Representing Illustrative Visual Semantics with Descriptive Language
Contemporary visual semantic representations predominantly revolve around commonplace objects found in everyday images and videos, ranging from ladybugs and bunnies to airplanes. However, crucial visual cues extend beyond mere object recognition and interaction. They encompass a spectrum of richer semantics, including vector graphics (e.g., angles, mazes), scientific charts, and molecule graphs. Moreover, they entail intricate visual dynamics, such as object interactions, actions, and activities. Regrettably, traditional visual representations relying solely on pixels and regions fail to fully encapsulate these nuances. In this talk, I propose to design intermediate symbolic semantic representations to precisely describe and aggregate these low-level visual signals. This augmentation promises to enhance their utility as inputs for large language models or vision-language models, thereby facilitating high-level knowledge reasoning and discovery tasks. I will present several applications range from playful maze solving and action detection to the intricate realm of drug discovery.
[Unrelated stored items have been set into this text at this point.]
PR #77, opened 2017-06-09
Load properties from manifest and display the backgrounds 

pablomarti:
This PR is a refactoring of the things that process the XML nodes. The objective was to separate properties from the objects that manage the views, and the objective was set due to the need for manage the properties in a hierarchy that can make possible to override values.

This PR adds:
- New file structure with more order in the project
- Separe the logic for processing XML operations
- Separate the logic for the management of the nodes properties (XML properties and views properties)


godtools/TractClasses/ManifestProperties.swift
```diff
@@ -0,0 +1,27 @@
...
+//  ManifestProperties.swift
+//  godtools
+//
+//  Created by Pablo Marti on 6/9/17.
+//  Copyright © 2017 Cru. All rights reserved.
+//
+
+import UIKit
+
+class ManifestProperties: XMLNode {
```
ryancarlson: I see this class is used as an optional throughout many other classes. It seems we should be guaranteed an instance of this class, even if all the properties it contains are not present. It would be better and cleaner, in my opinion if this weren't passed around as an optional and force unwrapped.

godtools/Views/TractElements/TractBackgroundProperties.swift
```diff
@@ -0,0 +1,72 @@
...
+        case "fill-x":
+            self.backgroundImageScaleType = .fillX
+        case "fill-y":
+            self.backgroundImageScaleType = .fillY
+        default:
+            self.backgroundImageScaleType = .fit
+        }
+    }
+    
+    func setupBackgroundImageAlign(_ string: String) {
```
ryancarlson: Can you explain how this will be used?

godtools/XMLManagement/XMLManager.swift
```diff
@@ -0,0 +1,83 @@
...
+
+class XMLManager: NSObject {
+    
+    func getContentElements(_ data: XMLIndexer) -> (elementName: String, namespace: String, kind: String, properties: Dictionary<String, Any>, children: [XMLIndexer]) {
+        let elementName = data.element?.name
+        let elementNameArray = elementName?.components(separatedBy: ":")
+        var namespace = ""
+        var kind = ""
+        
+        if (elementNameArray?.count)! > 1 {
```
ryancarlson: This would be nice as a small function.

godtools/TractClasses/ManifestProperties.swift
pablomarti: 👍

godtools/Views/TractElements/TractBackgroundProperties.swift
pablomarti: Just in case I change a little this code, basically there are some properties that can not be automatically setup, so there is a format for setting those properties

pablomarti:
Hey @ryancarlson sorry this PR has become too long, but I found somethings that I saw that were important to be changed... Would you please take a look to see how it is going? I'm almost done, just want to see how to completely move some properties, and I have to display properly the backgrounds (all of this is weird but is related to the backgrounds, on how they come and the hierarchy, that make me go like this)

PR #82, opened 2017-06-20
Set render font sizes

ryancarlson:


godtools/Views/TractElements/TractTextContentProperties.swift
```diff
@@ -15,11 +15,11 @@ class TractTextContentProperties: TractProperties {
     var i18nId: String = ""
     var textAlign: NSTextAlignment = .left
     // textColor
-    var textScale: CGFloat = 1.0
+    // textScale
     var value: String = ""
     
     override func defineProperties() {
-        self.properties = ["i18nId", "textScale", "value"]
```
ryancarlson: @pablomarti  so does this mean we can't scale individual text elements any more? we need to be able to do that.

godtools/Views/TractElements/TractHeaderProperties.swift
```diff
@@ -18,6 +18,11 @@ class TractHeaderProperties: TractProperties {
         self.properties = ["backgroundColor"]
     }
     
+    override func setupDefaultProperties() {
+        self.textScale = 3
```
ryancarlson: @pablomarti the header actually is not scaled by default. it should be the same size as default text (18). it's the header element in a hero that should be 30 by default.

godtools/TractClasses/TractProperties.swift
```diff
@@ -13,17 +13,21 @@ class TractProperties: XMLNode {
     var primaryColor = GTAppDefaultStyle.primaryColor.getRGBAColor()
     var primaryTextColor = GTAppDefaultStyle.primaryTextColorString.getRGBAColor()
     var textColor = GTAppDefaultStyle.textColorString.getRGBAColor()
+    var textScale: Int = 1
```
ryancarlson: Scale should be a float, not an int.

godtools/TractClasses/TractProperties.swift
```diff
@@ -13,17 +13,21 @@ class TractProperties: XMLNode {
...
+    var textSize: Int = 18
     
     required override init() {
         super.init()
     }
     
     override func getProperties() -> [String] {
         defineProperties()
-        return ["primaryColor", "primaryTextColor", "textColor"] + self.properties
+        return ["primaryColor", "primaryTextColor", "textColor", "textScale", "textSize"] + self.properties
```
ryancarlson: we should never expect a textSize to be set as a property. we define the defaults and they can be scaled.

godtools/Views/TractElements/TractTextContentProperties.swift
pablomarti: No, the text-scale will always be used, but now it is defined as a general property, not just for texts, because it can be set on many places

godtools/Views/TractElements/TractHeaderProperties.swift
pablomarti: Ok will fix this

godtools/TractClasses/TractProperties.swift
pablomarti: Ok

godtools/TractClasses/TractProperties.swift
pablomarti: Ok understood, will fix it

PR #83, opened 2017-06-20
Font size & color tweaks

ryancarlson:
- make colors inherited from the top level downward (manifest, page, text:content)
- a local text color should override anything set above it
- font scaling support works now too, only on lowest level content:text node
- default text size = 18, except for headings, now 30


ryancarlson:
@pablomarti this should handle rendering fonts with the right size and color in most cases. I still need to handle card-text-color, but that should be pretty easy

PR #84, opened 2017-06-21
Card text color

ryancarlson:
Allows for cardTextColor to be set at the page level to override textColor set for the rest of the page or manifest.

Some other small cleanup too


godtools/XMLManagement/XMLManager.swift
```diff
@@ -48,26 +48,31 @@ class XMLManager: NSObject {
             return
         }
         
-        if !object.getProperties().contains(propertyName) {
+        var objectMirror: Mirror? = Mirror(reflecting: object)
```
pablomarti: I really love this

PR #86, opened 2017-06-21
Fix and update nav bar issues

ryancarlson:
- fix typo that prevented color from being loaded from properties 'B' -> 'b'
- use machine generated images with alpha for the background image of nav bars to achieve transparency


godtools/TractClasses/ManifestProperties.swift
```diff
@@ -14,13 +14,13 @@ class ManifestProperties: TractProperties {
     var backgroundImage: String = ""
     var backgroundImageAlign: [TractImageConfig.ImageAlign] = [.center]
     var backgroundImageScaleType: TractImageConfig.ImageScaleType = .fill
-    var navBarColor = GTAppDefaultStyle.navBarColor.getRGBAColor()
-    var navBarControlColor = GTAppDefaultStyle.navBarControlColor.getRGBAColor()
+    var navbarColor = GTAppDefaultStyle.navBarColor.getRGBAColor()
```
pablomarti: Good catch

PR #88, opened 2017-06-22
Take the fact that the view slides behind the nav bar when moving cards.

ryancarlson:
- cards should not slide behind nav bar.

Bio: Heng Ji is a professor at Computer Science Department, and an affiliated faculty member at Electrical and Computer Engineering Department and Coordinated Science Laboratory of University of Illinois Urbana-Champaign. She is an Amazon Scholar. She is the Founding Director of Amazon-Illinois Center on AI for Interactive Conversational Experiences (AICE). She received her B.A. and M. A. in Computational Linguistics from Tsinghua University, and her M.S. and Ph.D. in Computer Science from New York University. Her research interests focus on Natural Language Processing, especially on Multimedia Multilingual Information Extraction, Knowledge-enhanced Large Language Models and Vision-Language Models. She was selected as a Young Scientist by the World Laureates Association in 2023 and 2024. She was selected to participate in DARPA AI Forward in 2023. She was selected as "Young Scientist" and a member of the Global Future Council on the Future of Computing by the World Economic Forum in 2016 and 2017. She was named as part of Women Leaders of Conversational AI (Class of 2023) by Project Voice. The other awards she received include "AI's 10 to Watch" Award by IEEE Intelligent Systems in 2013, NSF CAREER award in 2009, PACLIC2012 Best paper runner-up, "Best of ICDM2013" paper award, "Best of SDM2013" paper award, ACL2018 Best Demo paper nomination, ACL2020 Best Demo Paper Award, NAACL2021 Best Demo Paper Award, Google Research Award in 2009 and 2014, IBM Watson Faculty Award in 2012 and 2014 and Bosch Research Award in 2014-2018. She was invited to testify to the U.S. House Cybersecurity, Data Analytics, & IT Committee as an AI expert in 2023. She was invited by the Secretary of the U.S. Air Force and AFRL to join Air Force Data Analytics Expert Panel to inform the Air Force Strategy 2030, and invited to speak at the Federal Information Integrity R&D Interagency Working Group (IIRD IWG) briefing in 2023. She has coordinated the NIST TAC Knowledge Base Population task 2010-2020. She was the associate editor for IEEE/ACM Transaction on Audio, Speech, and Language Processing, and served as the Program Committee Co-Chair of many conferences including NAACL-HLT2018 and AACL-IJCNLP2022. She was elected as the North American Chapter of the Association for Computational Linguistics (NAACL) secretary 2020-2023.